He looks at her, touched. “Because you'd save me?”

“Because you'd die an idiot.”

Ducking and weaving, spinning and kicking and blocking, Sanji feels his blood pumping properly, his mind clearing. Finally, he thinks. This is exactly what I needed. This is perfect. This is-

Wado’s hilt slams into his ribs.

“Fucking bullshit!” he yells.

He stumbles backwards, leaving a momentary pause in their clashing while he gets his bearings again. Zoro doesn't chase him. “What's the matter?” he taunts. “We both know you're faster than that.”

“Shut up, you moldy broccoli.” For good measure, he aims a high kick directly at that stupid, perfect jawline.

In a flash that Sanji swears is teleportation, Zoro’s hand catches his foot in midair. When he glances, confused as to why the man’s hand is even free to do so, he sees every scabbard on Zoro’s hip filled.

“You bastard,” he strains. “Not even gonna use one sword?”

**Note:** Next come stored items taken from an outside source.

PR #292, opened 2024-03-14
Migrate: campaign_riders to have rider_signed_up.

teesloane:
## Why?

We want to be able to discern when a rider themself is responsible for signing up for a campaign versus a dispatcher signing up a rider. This way we'll be able to better create reports and see the effectiveness of the rider portal.

## Notes

I was trying to think of how I could test this on the frontend, but couldn't think of any ways that the ui changes as a result of this addition.  I could add tests to the `delivery.ex` context I suppose?


mveytsman (approved):
I think you can make a test that signs up a rider via the UI and makes sure that the field is set - this makes sense for a LiveView test but not for a fully frontend test.

I think its fine to ship this without that particular test though

PR #299, opened 2024-03-20
Fix overflowing tag list

mveytsman:
Go from 
CleanShot 2024-03-20 at 17 41 13@2x

to

CleanShot 2024-03-20 at 17 42 44@2x


teesloane (approved):
🚢 !

PR #305, opened 2024-03-26
Add show/hide button to the leaderboard next to your name

mveytsman:
Based on Darlene's feedback I added a button next to your name to show/hide yourself

CleanShot 2024-03-26 at 11 36 36@2x

CleanShot 2024-03-26 at 11 36 29@2x

### DIFF
--- a/lib/bike_brigade_web/live/stats_live/leaderboard.ex
+++ b/lib/bike_brigade_web/live/stats_live/leaderboard.ex
@@ -195,10 +195,27 @@ defmodule BikeBrigadeWeb.StatsLive.Leaderboard do
 
     class = if is_current_rider, do: "bg-yellow-200 p-1", else: "p-1"
 
-    assigns = assign(assigns, name: name, class: class)
+    assigns =
+      assign(assigns,
+        name: name,
+        class: class,
+        is_anonymous: is_anonymous,
+        is_current_rider: is_current_rider
+      )
 
     ~H"""
-    <span class={@class}><%= @name %></span>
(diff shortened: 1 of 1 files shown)


lib/bike_brigade_web/live/stats_live/leaderboard.ex
```diff
@@ -195,10 +195,27 @@ defmodule BikeBrigadeWeb.StatsLive.Leaderboard do
...
+        is_anonymous: is_anonymous,
+        is_current_rider: is_current_rider
+      )
 
     ~H"""
-    <span class={@class}><%= @name %></span>
+    <div class="flex flex-col sm:flex-row">
+      <span class={@class}><%= @name %></span>
+      <.button
+        :if={is_current_rider}
```
teesloane, line 210: This is missing an `@` resulting in a compiler warning:

```

warning: you are accessing the variable "is_current_rider" inside a LiveView template.

Using variables in HEEx templates are discouraged as they disable change tracking. You are only allowed to access variables defined by Elixir control-flow structures, such as if/case/for, or those defined by the special attributes :let/:if/:for. If you are shadowing a variable defined outside of the template using a control-flow structure, you must choose a unique variable name within the template.
```

teesloane (approved):
LGTM - I noted one compiler warning.

lib/bike_brigade_web/live/stats_live/leaderboard.ex
mveytsman: Good catch!

PR #313, opened 2024-04-10
Fix: hide assigned tasks if campaign in past on rider signup page.

### LINKED ISSUE #306: Don't show "N available" on campaign singup if campaign is in past
CleanShot 2024-03-29 at 21 10 08@2x

teesloane:
Fixes #306 . 

**Before/After:**

CleanShot 2024-04-10 at 14 33 25@2x

### DIFF
--- a/lib/bike_brigade_web/live/campaign_signup_live/index.ex
+++ b/lib/bike_brigade_web/live/campaign_signup_live/index.ex
@@ -127,7 +127,7 @@ defmodule BikeBrigadeWeb.CampaignSignupLive.Index do
           {"text-gray-600", "N/A"}
 
         campaign_in_past(assigns.campaign) ->
-          {"text-gray-600", "N/A"}
+          {"text-gray-600", "Campaign over"}
 
         assigns.total_tasks - assigns.filled_tasks == 0 ->
           {"text-gray-600", "Fully Assigned"}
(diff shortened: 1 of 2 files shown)


lib/bike_brigade_web/live/campaign_signup_live/index.ex
```diff
@@ -122,13 +122,18 @@ defmodule BikeBrigadeWeb.CampaignSignupLive.Index do
...
-        case assigns.total_tasks - assigns.filled_tasks do
-          0 -> {"text-gray-600", "Fully Assigned"}
-          _ -> {"text-red-400", "#{assigns.total_tasks - assigns.filled_tasks} Available"}
-        end
+      cond do
+        assigns.filled_tasks == nil ->
+          {"text-gray-600", "N/A"}
+
+        campaign_in_past(assigns.campaign) ->
+          {"text-gray-600", "N/A"}
```
mveytsman, line 130: I think instead of "N/A" this should say "Complete" 

WDYT?

mveytsman (changes requested):

lib/bike_brigade_web/live/campaign_signup_live/index.ex
mveytsman: Or  "Campaign over" to match https://github.com/bikebrigade/dispatch/pull/314

mveytsman (approved):
LGTM!

PR #314, opened 2024-04-12
Fix: Display "campaign over" if campaign in past

### LINKED ISSUE #312: Small UI fixes for Rider task view
CleanShot 2024-04-10 at 14 29 07@2x

- There is an empty space where the button would be (if the campaign is in the past)
- Neighbourhoods, while likely to span two lines, might as well be put on one line and wrap to the next line if they are long.

teesloane:
Fixes #312 

### Changes
- Screenshot demonstrates showing a task a rider can signup for in the present, then moving the campaign into the past, then showing that the "campaign is over".
- Also updates the address to be one line.

https://github.com/bikebrigade/dispatch/assets/12987958/82305681-61b5-4e76-94ba-6315a5a6bb60


mveytsman (approved):
Looks good!

PR #315, opened 2024-04-12
Enable login for all newly created riders

### LINKED ISSUE #308: Enable login for all riders
Switch all riders to be able to signup, and create user accounts for all riders.

This would involve calling `Accounts.create_user_for_rider` for every rider (this can be a one-off task) and calling that on rider creation.

mveytsman:
This PR let's new riders log in automatically after they are created

Closes #308 

For the existing riders I'm going to manually create accounts for them in the IEx shell

### DIFF
--- a/lib/bike_brigade/tasks/mailchimp_importer.ex
+++ b/lib/bike_brigade/tasks/mailchimp_importer.ex
@@ -1,6 +1,7 @@
 defmodule BikeBrigade.Tasks.MailchimpImporter do
   import Ecto.Query, warn: false
   import BikeBrigade.Utils, only: [get_config: 1, with_default: 2]
+  alias BikeBrigade.Accounts
   alias BikeBrigade.Repo
   alias BikeBrigade.Locations.Location
   alias BikeBrigade.Tasks.Importer
@@ -80,7 +81,7 @@ defmodule BikeBrigade.Tasks.MailchimpImporter do
         Riders.update_rider(rider, rider_attrs)
 
       nil ->
-        Riders.create_rider(rider_attrs)
+        Riders.create_rider_with_user(rider_attrs)
     end
   end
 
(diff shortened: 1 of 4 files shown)


lib/bike_brigade/tasks/mailchimp_importer.ex
```diff
@@ -80,7 +81,7 @@ defmodule BikeBrigade.Tasks.MailchimpImporter do
         Riders.update_rider(rider, rider_attrs)
 
       nil ->
-        Riders.create_rider(rider_attrs)
+        Riders.create_rider_with_user(rider_attrs)
```
teesloane, line 84: Ah, so this is how riders are created - from mailchimp?

lib/bike_brigade_web/live/rider_live/form_component.ex
```diff
@@ -154,6 +154,7 @@ defmodule BikeBrigadeWeb.RiderLive.FormComponent do
     save_rider_edit_impl(socket, rider_form_params)
   end
 
+  # TODO: this can probably be deleted: we don't really create riders from the form?
```
teesloane, line 157: Can we:
a) fix that in this PR
b) create a ticket for it?

I tried navigating to `/riders/new` and the view crashed because of a missing apply_action.

teesloane (approved):

lib/bike_brigade/tasks/mailchimp_importer.ex
mveytsman: Yup!

lib/bike_brigade_web/live/rider_live/form_component.ex
mveytsman, line 157:
```suggestion
  # TODO: this can probably be deleted: we don't really create riders from the form?
  # https://github.com/bikebrigade/dispatch/issues/321
```

PR #318, opened 2024-04-14
Fix: make dispatcher mcgee indeed a dispatcher.

teesloane:
In setting up the repo from fresh, I noted that on a clean DB, logging in tries to route you to /home - thinking that the user is a user. This is because the seeded dispatcher does not have is_dispatcher set to true.


mveytsman (approved):
👍

PR #322, opened 2024-04-15
Fix `handle_info` on campaign signup

mveytsman:
This will h andle messages we don't care about without crashing

Fixes: https://app.honeybadger.io/projects/79471/faults/106666591

### DIFF
--- a/lib/bike_brigade_web/live/campaign_signup_live/index.ex
+++ b/lib/bike_brigade_web/live/campaign_signup_live/index.ex
@@ -65,6 +65,10 @@ defmodule BikeBrigadeWeb.CampaignSignupLive.Index do
     end
   end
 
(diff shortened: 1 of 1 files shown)


lib/bike_brigade_web/live/campaign_signup_live/index.ex
```diff
@@ -137,7 +141,7 @@ defmodule BikeBrigadeWeb.CampaignSignupLive.Index do
       |> assign(:copy, copy)
 
     ~H"""
-    <p class="flex flex-col md:flex-row items-center mt-0 text-sm text-gray-700">
+    <p class="flex flex-col items-center mt-0 text-sm text-gray-700 md:flex-row">
```
mveytsman, line 144: Oops that's my class re-ordering plugin

PR #324, opened 2024-04-16
Add concept of `private` campaigns

### LINKED ISSUE #300: Suppress campaigns from rider facing interface
There are campaigns that are not open to all riders (Dixon Hall and West Neighbourhood house). Ideally, campaigns would have a checkbox to prevent them from displaying to all riders. 
image

mveytsman:
Added `public` flag to campaigns

It's defaulting to false for now as we are not opting in all campaigns for the portal just yet. Duplicating campaigns will duplicate its public/private state.

cc @sereprz - we should opt in the campaigns we're currently testing with, and make sure dispatchers know about this when you do the demo!

https://github.com/bikebrigade/dispatch/assets/34720/a6a42993-d177-4ed2-8341-6864a0b79d0a

Closes #300

### DIFF
--- a/lib/bike_brigade/delivery.ex
+++ b/lib/bike_brigade/delivery.ex
@@ -151,6 +151,9 @@ defmodule BikeBrigade.Delivery do
     # (such as when we need to display campaigns that urgently need a rider)
     campaign_ids = Keyword.get(opts, :campaign_ids, nil)
 
+    public = Keyword.get(opts, :public, nil)
+
+
     query =
       from c in Campaign,
         as: :campaign,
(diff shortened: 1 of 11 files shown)


teesloane (approved):
Tested and looks good and works great!

sereprz:
Noted! The flag can only be turned on by us am I right? I think we'll turn them on one-two at a time and I'm hoping to have a schedule for which campaigns go live when in the next week

mveytsman:
Any dispatcher can change the flag - and it carries in duplicating so if they follow the duplication workflow they will be able to carry forward the piblic/private status

mveytsman:
Closing in favour of #328

PR #516, opened 2023-12-12
Suggestion: Do not create preview if no content changed

frankharkins:
I believe content changes are the only changes that should affect the preview. If so, it's a bit wasteful to create a preview for non-content changes, plus it clutters up the PR thread.

### DIFF
--- a/.github/workflows/preview-docs.yml
+++ b/.github/workflows/preview-docs.yml
@@ -23,6 +23,7 @@ on:
     types: [opened, reopened, synchronize, closed]
     paths:
       - "docs/**/*"
+      - "public/images/**/*"
 
 jobs:
   setup:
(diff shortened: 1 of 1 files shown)


.github/workflows/preview-docs.yml
```diff
@@ -21,6 +21,8 @@ name: Preview
 on:
   pull_request:
     types: [opened, reopened, synchronize, closed]
+    paths:
+      - "docs/**/*"
```
Eric-Arellano, line 25:
```suggestion
      - "docs/**/*"
      - "public/images/**/*"
```

Eric-Arellano (approved):
This is a great idea. CI has a real environmental and monetary impact!

PR #526, opened 2023-12-15
Fix notebook testing CI

frankharkins:
This PR addresses a couple of edge cases I didn't consider in #483.

- ~~Adds a token for `qiskit_ibm_provider`, and checks for trailing jobs as we already do for runtime.~~
  
  Turns out provider and runtime share saved account info, and `QiskitRuntimeService.jobs` includes provider jobs, which means the script already handles this fine.
- Don't run job-submitting notebooks without the `--submit-jobs` flag, even if passed explicitly.

  Currently, PR tests will fail if we edit these notebooks as the script will try to run them and they'll time out.
  To avoid having two lists of "notebooks that submit jobs" (one in the script and one in the action), I'm requiring the flag.

### DIFF
--- a/.github/workflows/notebook-test.yml
+++ b/.github/workflows/notebook-test.yml
@@ -55,6 +55,7 @@ jobs:
         if: ${{ github.event.pull_request.head.repo.full_name == github.repository }}
         shell: python
         run: |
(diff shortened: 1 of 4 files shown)


Eric-Arellano (approved):
Thanks!

PR #527, opened 2023-12-15
Upload notebooks in CI

### LINKED ISSUE #523: Upload CI artifacts for executed notebooks
Follow up to https://github.com/Qiskit/documentation/issues/166. 

It's useful to upload the result of executing notebooks because it allows authors to get a copy of the notebooks from a standardized environment. For example, if they're having issues on macOS, they will be able to use the Linux environment from CI.

It's also useful from a transparency perspective: we can see how notebooks rendered at any point of time (outside of artifact) expiration), so we can e.g. look for when regressions were introduced into the notebook.

frankharkins:
Closes #523.

See https://github.com/Qiskit/documentation/actions/runs/7225258563 for an example of this working.


.github/workflows/notebook-test.yml
```diff
@@ -70,4 +73,10 @@ jobs:
...
 
       - name: Run tox
-        run: tox -- ${{ steps.all-changed-files.outputs.all_changed_files }}
+        run: tox -- ${{ steps.all-changed-files.outputs.all_changed_files }} --write
+
+      - name: Upload executed notebooks
+        uses: actions/upload-artifact@v4
+        with:
+          name: Executed notebooks
+          path: ${{ steps.all-changed-files.outputs.all_changed_files }}
```
Eric-Arellano, line 82: Instead, what we did in Qiskit CI is write the notebooks to a dedicated folder `executed_tutorials`. Rather than mutating the existing files.

This currently will upload more files than relevant. If you make this change, I think you can revert your changes to defining `all_changed_files`.

If you still want the script by default to modify in-place, then maye add an argument like `--output-dir`.

Eric-Arellano (commented):
Thanks!

.github/workflows/notebook-test.yml
frankharkins: Good call, the action wasn't handling multiple notebooks correctly. It should be fixed now; see the artifact for [run#7298447436](https://github.com/Qiskit/documentation/actions/runs/7298447436).

README.md
```diff
@@ -130,6 +130,12 @@ pipx install tox
 > add it to the "Check for notebooks that require LaTeX" step in
 > `.github/workflows/notebook-test.yml`.
 
+When you make a pull request with a changed notebook, you can get an version of
```
Eric-Arellano, line 133:
```suggestion
When you make a pull request with a changed notebook, you can get a version of
```

.github/workflows/notebook-test.yml
```diff
@@ -70,4 +74,15 @@ jobs:
           key: ${{ hashFiles('scripts/nb-tester/requirements.txt') }}
 
       - name: Run tox
-        run: tox -- ${{ steps.all-changed-files.outputs.all_changed_files }}
+        shell: python
+        run: |
+          import subprocess
+          files = """${{ steps.all-changed-files.outputs.all_changed_files }}"""
+          args = ["tox", "--"] + files.split("\n") + ["--write"]
+          subprocess.run(args)
```
Eric-Arellano, line 82: Otherwise you won't propagate the error code:

```suggestion
          subprocess.run(args, check=True)
```

.github/workflows/notebook-test.yml
```diff
@@ -31,6 +31,10 @@ jobs:
       - name: Get all changed files
         id: all-changed-files
         uses: tj-actions/changed-files@af2816c65436325c50621100d67f6e853cd1b0f1
+        with:
+          files: docs/**/*.ipynb
+          files_ignore: docs/api/**
```
Eric-Arellano, line 36: Not actually necessary. API docs never have notebooks. And if we had them in `api/migration_guides`, those should be checked.

```suggestion
```

Eric-Arellano (approved):
Thanks!

PR #531, opened 2023-12-18
Update qubit index in  qiskit.quantum_info.Pauli.md

Gistbatch:
I assume this is a typo in the docs.


Eric-Arellano:
Thank you @Gistbatch - I appreciate you taking the time to improve docs!

Because this is for API docs, we need to update Qiskit itself. We'd then regenerate the API docs with your fix to pull in the change here.

Can you please open a PR in https://github.com/Qiskit/qiskit to modify these lines and wherever else is relevant:

https://github.com/Qiskit/qiskit/blob/7e73fcf51e1d3557e0f291bb757248ba14d39ebe/qiskit/quantum_info/operators/symplectic/pauli.py#L82-L86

“Don't need to.” He's barely breaking a sweat while Sanji pushes at him. “Not when you're like this.”

“Like what?”

Suddenly, Zoro pulls Sanji’s foot to the side, using his own momentum against him, and lets go. Sanji stumbles and nearly faceplants right there. His head is spinning.

“Barely standing,” Zoro says.

Sanji catches his breath, keeping his feet under him. “Fuck you. I can do this all day.”

From the sidelines, Usopp hisses. “Even I can do better than that.”

“Peanut gallery!”

“I'm not even here!”

“What I mean is,” Zoro cuts in, “I know what you're doing. I was just hoping you'd quit while you were ahead instead of making an ass of yourself.”

“Oh, really?” Sanji seethes. “Tell me then, oh wise and precocious moss ball, what am I doing?”

Zoro blinks, a mask of indifference. “You're stalling.”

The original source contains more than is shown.